The early LLM wave sent everyone scrambling to specialized vector databases. Reasonable at the time. But those setups mean syncing data between two systems, and sync means drift. Delete a memory in your main database but forget to remove the embedding, and your AI starts referencing things that no longer exist. With Postgres and pgvector, your embeddings live next to your data in one ACID-compliant database. Nothing gets out of sync.
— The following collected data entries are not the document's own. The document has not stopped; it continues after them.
PR #4849, opened 2022-06-17
added password prompt support for machinectl

Louis9902:
##### SUMMARY

This allows the use of machinectl without being root by using the polkit auth dialog. 

##### ISSUE TYPE

- Feature Pull Request

##### COMPONENT NAME

community.general.machinectl

##### ADDITIONAL INFORMATION

Example polkit rule in comments look strange, but I found no other example on how to include a multiline code snippet.

### DIFF
--- a/changelogs/fragments/4849-add-password-prompt-support-for-machinectl.yml
+++ b/changelogs/fragments/4849-add-password-prompt-support-for-machinectl.yml
@@ -1,0 +1,2 @@
+minor_changes:
+  - machinectl become method can now be used with a password from a none root user, if a polkit rule is present.
--- a/changelogs/fragments/4849-add-password-prompt-support-for-machinectl.yml
+++ b/changelogs/fragments/4849-add-password-prompt-support-for-machinectl.yml
@@ -1,2 +1,2 @@
 minor_changes:
-  - machinectl become method can now be used with a password from a none root user, if a polkit rule is present.
+  - machinectl become plugin - can now be used with a password from another user than root, if a polkit rule is present (https://github.com/ansible-collections/community.general/pull/4849).
--- a/plugins/become/machinectl.py
+++ b/plugins/become/machinectl.py
@@ -67,20 +67,26 @@ DOCUMENTATION = '''
               - section: machinectl_become_plugin
                 key: password
     notes:
-      - This plugin requires a polkit rule which will alter the behaviour of machinectl to ask directly for the user
-        credentials if the user is allowed to perform the action
-      - >
-        An example for such a polkit role would be C(
-        polkit.addRule(function(action, subject) {
-          if(action.id == "org.freedesktop.machine1.host-shell" && subject.isInGroup("wheel")) {
-              return polkit.Result.AUTH_SELF_KEEP;
-          }
-        });)
+      - This plugin only works correctly with a polkit rule which will alter the behaviour of machinectl. This rule must
+        alter the prompt behaviour to ask directly for the user credentials, if the user is allowed to perform the
+        action (take a look at the examples section). If such a rule is not present the plugin only work if it is used
+        in context with the root user, because then no further prompt will be shown by machinectl.
+)
+'''
+
+EXAMPLES = r'''
+60-machinectl-fast-user-auth.rules: |
+    polkit.addRule(function(action, subject) {
+        if(action.id == "org.freedesktop.machine1.host-shell" && subject.isInGroup("wheel")) {
+            return polkit.Result.AUTH_SELF_KEEP;
+        }
+    });
 '''
 
 from re import compile as re_compile
 
 from ansible.plugins.become import BecomeBase
+from ansible.module_utils._text import to_bytes
 
 
 class BecomeModule(BecomeBase):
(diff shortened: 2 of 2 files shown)


Louis9902:
I assume the sanity test failed at the yaml lint step because of the polkit rule example. Can someone please help me and pint me to some example on how to this correctly.

plugins/become/machinectl.py
```diff
@@ -66,15 +66,37 @@
             ini:
               - section: machinectl_become_plugin
                 key: password
+    notes:
+      - This plugin requires a polkit rule which will alter the behaviour of machinectl to ask directly for the user
+        credentials if the user is allowed to perform the action
```
felixfontein, line 71:
```suggestion
        credentials if the user is allowed to perform the action.
```

plugins/become/machinectl.py
```diff
@@ -66,15 +66,37 @@
...
+      - >
+        An example for such a polkit role would be C(
+        polkit.addRule(function(action, subject) {
+          if(action.id == "org.freedesktop.machine1.host-shell" && subject.isInGroup("wheel")) {
```
felixfontein, line 75: You cannot put complex code into `C()`, since it will terminate at the first `)` it finds. Also it will not preserve more complex spacing. Better put this into the examples as a block comment.

plugins/become/machinectl.py
```diff
@@ -66,15 +66,37 @@
...
     name = 'community.general.machinectl'
 
+    prompt = 'Password: '
+    fail = ('==== AUTHENTICATION FAILED ====',)
+    success = ('==== AUTHENTICATION COMPLETE ====',)
+
+    @staticmethod
+    def remove_ansi_codes(line):
+        # taken from https://stackoverflow.com/a/38662876/9531111
+        ansi_escape = re_compile(rb'(?:\x1B[@-_]|[\x80-\x9F])[0-?]*[ -/]*[@-~]')
```
felixfontein, line 97: You cannot combine `r` and `b` prefixes in Python 2. Use the following:
```suggestion
        ansi_escape = re_compile(to_bytes(r'(?:\x1B[@-_]|[\x80-\x9F])[0-?]*[ -/]*[@-~]'))
```
For this you need `from ansible.module_utils.common.text.converters import to_bytes`.

plugins/become/machinectl.py
```diff
@@ -66,15 +66,37 @@
             ini:
               - section: machinectl_become_plugin
                 key: password
+    notes:
+      - This plugin requires a polkit rule which will alter the behaviour of machinectl to ask directly for the user
```
felixfontein, line 70: Does this mean that this plugin will stop working for users which don't have that polkit rule and for whom this worked before? If yes, this is a breaking change and cannot be merged.

felixfontein (commented):

plugins/become/machinectl.py
Louis9902: No it shouln't stop working because, the plugin only really worked when you are root. If you used the plugin without root it always failed because the prompt was not handled by ansible. With this the prompt will work when the user is directly asked for a password. But the normal prompt from polkit for machinectl would be to ask first for a member of for which the admin rule matched, and the for the password. But since I don't want to add new options to allow the user to be selected by ansible, the polkit rule is needed.

plugins/become/machinectl.py
```diff
@@ -66,15 +66,42 @@
             ini:
               - section: machinectl_become_plugin
                 key: password
+    notes:
+      - This plugin only works correctly with a polkit rule which will alter the behaviour of machinectl. This rule must
```
felixfontein, line 70:
```suggestion
      - When not using this plugin with user C(root), it only works correctly with a polkit rule which will alter the behaviour of machinectl. This rule must
```

changelogs/fragments/4849-add-password-prompt-support-for-machinectl.yml
```diff
@@ -0,0 +1,2 @@
+minor_changes:
+  - machinectl become method can now be used with a password from a none root user, if a polkit rule is present.
```
felixfontein, line 2:
```suggestion
  - machinectl become plugin - can now be used with a password from another user than root, if a polkit rule is present (https://github.com/ansible-collections/community.general/pull/4849).
```

plugins/become/machinectl.py
```diff
@@ -66,15 +66,45 @@
...
     name = 'community.general.machinectl'
 
+    prompt = 'Password: '
+    fail = ('==== AUTHENTICATION FAILED ====',)
+    success = ('==== AUTHENTICATION COMPLETE ====',)
+
+    @staticmethod
+    def remove_ansi_codes(line):
+        # taken from https://stackoverflow.com/a/38662876/9531111
+        ansi_escape = re_compile(to_bytes(r'(?:\x1B[@-_]|[\x80-\x9F])[0-?]*[ -/]*[@-~]'))
```
felixfontein, line 105: 1. The regex compilation should be done only once. Right now you re-compile it every time you need it. That's far from efficient.
2. Code taken from other sources is copyrighted. Do you have the author's permission to include it into GPLv3 licensed code?

If this RE is only needed to remove colors, you can replace it with a much simpler one (solving 2), like `\x1B\[[0-9;]+m`.

Louis9902: Okay, moved the regex compile and used your simplified version (sorry for the licensing problem, didn't think). And also thank you for your patience.

felixfontein (approved):
I have never used machinectl so I don't know whether the change is correct, but at least formally it looks ok :) If nobody complains, I'll merge this for 5.3.0.

Louis9902:
I only use it when I need to use systemd's systemctl on the other account, since it starts a user session and so systemctl --user works correctly.

felixfontein:
@Louis9902 thanks for your contribution!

All the heavy lifting happens inside that database. Scoring, search, graph traversal, relationship discovery – stored procedures and recursive CTEs, not a separate service. The MCP server calls those functions and passes back results. Hybrid search (semantic + keyword + relational filters) runs in a single SQL query instead of glue code stitching three services together.
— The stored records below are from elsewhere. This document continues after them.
PR #5107, opened 2022-08-11
Change Proxmox `agent` argument to string.

reitermarkus:
##### SUMMARY

Allow specifying Proxmox `agent` argument as string.

##### ISSUE TYPE

- Bugfix Pull Request

##### COMPONENT NAME

`proxmox_kvm`

##### ADDITIONAL INFORMATION

The `agent` argument can not only be `true` or `false` (or `0`/`1`) but also be a string, e.g. `enabled=1,fstrim_cloned_disks=1`.

Extracted from https://github.com/ansible-collections/community.general/pull/4027.

### DIFF
--- a/plugins/modules/cloud/misc/proxmox_kvm.py
+++ b/plugins/modules/cloud/misc/proxmox_kvm.py
@@ -963,12 +963,9 @@ class ProxmoxKvmAnsible(ProxmoxAnsible):
                 kwargs.update(kwargs[k])
                 del kwargs[k]
 
-        # Map bool to string, according to API documentation.
         try:
-            if boolean(kwargs['agent'], strict=True):
-                kwargs['agent'] = 'enabled=1'
-            else:
-                kwargs['agent'] = 'enabled=0'
+            # The API also allows booleans instead of e.g. `enabled=1` for backward-compatibility.
+            kwargs['agent'] = boolean(kwargs['agent'], strict=True)
         except TypeError:
             # Not something that Ansible would parse as a boolean.
             pass
--- a/plugins/modules/cloud/misc/proxmox_kvm.py
+++ b/plugins/modules/cloud/misc/proxmox_kvm.py
@@ -25,7 +25,9 @@ options:
   agent:
     description:
       - Specify if the QEMU Guest Agent should be enabled/disabled.
-    type: bool
+      - Since community.general 5.5.0, this can also be a string instead of a boolean.
+        This allows to specify values such as C(enabled=1,fstrim_cloned_disks=1).
+    type: str
   args:
     description:
       - Pass arbitrary arguments to kvm.
@@ -809,6 +811,7 @@ from ansible_collections.community.general.plugins.module_utils.proxmox import (
 
 from ansible.module_utils.basic import AnsibleModule, missing_required_lib
 from ansible.module_utils.common.text.converters import to_native
+from ansible.module_utils.parsing.convert_bool import boolean
 
 
 def parse_mac(netstr):
@@ -960,7 +963,17 @@ class ProxmoxKvmAnsible(ProxmoxAnsible):
                 kwargs.update(kwargs[k])
                 del kwargs[k]
 
-        # Rename numa_enabled to numa. According the API documentation
+        # Map bool to string, according to API documentation.
+        try:
+            if boolean(kwargs['agent'], strict=True):
+                kwargs['agent'] = 'enabled=1'
+            else:
+                kwargs['agent'] = 'enabled=0'
+        except TypeError:
+            # Not something that Ansible would parse as a boolean.
+            pass
+
+        # Rename numa_enabled to numa, according the API documentation
         if 'numa_enabled' in kwargs:
             kwargs['numa'] = kwargs['numa_enabled']
             del kwargs['numa_enabled']
@@ -1040,7 +1053,7 @@ def main():
     module_args = proxmox_auth_argument_spec()
     kvm_args = dict(
         acpi=dict(type='bool'),
-        agent=dict(type='bool'),
+        agent=dict(type='str'),
         args=dict(type='str'),
         autostart=dict(type='bool'),
         balloon=dict(type='int'),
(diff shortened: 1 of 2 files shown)


plugins/modules/cloud/misc/proxmox_kvm.py
```diff
@@ -960,7 +960,13 @@ def create_vm(self, vmid, newid, node, name, memory, cpu, cores, sockets, update
                 kwargs.update(kwargs[k])
                 del kwargs[k]
 
-        # Rename numa_enabled to numa. According the API documentation
+        # Map bool to string, according to API documentation.
+        if kwargs['agent'] is True:
+          kwargs['agent'] = 'enabled=1'
+        elif kwargs['agent'] is False:
+          kwargs['agent'] = 'enabled=0'
```
reitermarkus, line 967: According to https://github.com/ansible-collections/community.general/pull/4027#discussion_r913231029 these are never true since the type is not a string. Is there a way to make the type support either a boolean or a string.

plugins/modules/cloud/misc/proxmox_kvm.py
```diff
@@ -960,7 +960,13 @@ def create_vm(self, vmid, newid, node, name, memory, cpu, cores, sockets, update
                 kwargs.update(kwargs[k])
                 del kwargs[k]
 
-        # Rename numa_enabled to numa. According the API documentation
+        # Map bool to string, according to API documentation.
+        if kwargs['agent'] is True:
+            kwargs['agent'] = 'enabled=1'
+        elif kwargs['agent'] is False:
+            kwargs['agent'] = 'enabled=0'
```
reitermarkus, line 967: According to https://github.com/ansible-collections/community.general/pull/4027#discussion_r913231029 these are never true since the type is now a string. Is there a way to make the type support either a boolean or a string.

reitermarkus: Or do I just change these to a string comparison with `'True'` and `'False'`?

plugins/modules/cloud/misc/proxmox_kvm.py
```diff
@@ -1040,7 +1046,7 @@ def main():
     module_args = proxmox_auth_argument_spec()
     kvm_args = dict(
         acpi=dict(type='bool'),
-        agent=dict(type='bool'),
+        agent=dict(),
```
felixfontein, line 1049:
```suggestion
        agent=dict(type='str'),
```

plugins/modules/cloud/misc/proxmox_kvm.py
```diff
@@ -960,7 +960,13 @@ def create_vm(self, vmid, newid, node, name, memory, cpu, cores, sockets, update
                 kwargs.update(kwargs[k])
                 del kwargs[k]
 
-        # Rename numa_enabled to numa. According the API documentation
+        # Map bool to string, according to API documentation.
+        if kwargs['agent'] is True:
```
felixfontein, line 964: `agent` is a string argument, so anything passed in will be converted to a string. So now you have to check for *anything* that Ansible accepts as a truish boolean.

You can use something like
```
from ansible.module_utils.parsing.convert_bool import boolean

...

try:
    if boolean(kwargs['agent'], strict=True):
        kwargs['agent'] = 'enabled=1'
    else:
        kwargs['agent'] = 'enabled=0'
except TypeError:
    # Not something that Ansible would parse as a boolean
    pass
```
to handle this correctly.

plugins/modules/cloud/misc/proxmox_kvm.py
```diff
@@ -25,7 +25,7 @@
   agent:
     description:
       - Specify if the QEMU Guest Agent should be enabled/disabled.
```
felixfontein, line 27:
```suggestion
      - Specify if the QEMU Guest Agent should be enabled/disabled.
      - Since community.general 5.5.0, this can also be a string instead of a boolean.
        This allows to specify values such as C(enabled=1,fstrim_cloned_disks=1).
```

felixfontein (commented):
Thanks for your contribution!

plugins/modules/cloud/misc/proxmox_kvm.py
reitermarkus: Thanks, I added this now.

plugins/modules/cloud/misc/proxmox_kvm.py
russoz: The comment referred to the fact that that PR was changing the parameter type, same as this PR is doing. Now, IMO, it makes no sense to change it to `str` and then expect `True` or `False`.

felixfontein: If you passed in `"yes"`, `"1"`, `"on"`, `"true"`, or several other strings to the old version, they were also interpreted as `True`. So to be backwards compatible just checking for `"True"` is not suficient.

plugins/modules/cloud/misc/proxmox_kvm.py
```diff
@@ -960,7 +963,17 @@ def create_vm(self, vmid, newid, node, name, memory, cpu, cores, sockets, update
                 kwargs.update(kwargs[k])
                 del kwargs[k]
 
-        # Rename numa_enabled to numa. According the API documentation
+        # Map bool to string, according to API documentation.
+        try:
+            if boolean(kwargs['agent'], strict=True):
+                kwargs['agent'] = 'enabled=1'
+            else:
+                kwargs['agent'] = 'enabled=0'
```
felixfontein, line 971: Is a JSON string `enabled=0` equivalent to a JSON `false` value for all supported versions of proxmoxer / the API? (The same for `enabled=1` and `true`.)

reitermarkus: I'm not quite sure. May be best to pass the boolean directly as before.

felixfontein (approved):
From my understanding of the code, it looks ok. Would be glad if someone who actually uses the module would look at this as well though, or even try it out :)

russoz (approved):
LGTM

felixfontein:
If nobody from the maintainers complains, I'll merge somewhen this weekend.

felixfontein:
@reitermarkus thanks for improving this!
@russoz thanks for reviewing!

felixfontein:
@fritterhoff that's rather old news, since that bug was fixed pretty shortly after this got merged (in #5198). Or do you still have this (exact) problem with the latest release?

fritterhoff:
Nvm. Error seems to be fixed. Sorry :(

Row-Level Security applies to your AI memories the same way it protects your app data. One policy, one place.
So the database is the only thing you need to keep running. Where you put it is your call:
- Supabase or Neon free tier if you don’t want to manage anything
- Hetzner or DigitalOcean if you want a 5-10 dollar box you control
- Your existing Postgres on AWS RDS, Azure, or GCP if you’re already running one
- A machine under your desk if you don’t want anything leaving your network
Pair the last option with Ollama for local embeddings and nothing touches the internet at all.
Embeddings come from OpenAI, Mistral, Voyage AI, or Ollama. Swap providers with a config change and re-embed.
The trade-off is real: you need a PostgreSQL instance and an embedding provider, where local-only solutions need neither. But the database is shared from day one. Point a new machine at the same Postgres instance and it just works – no file sync, no export/import.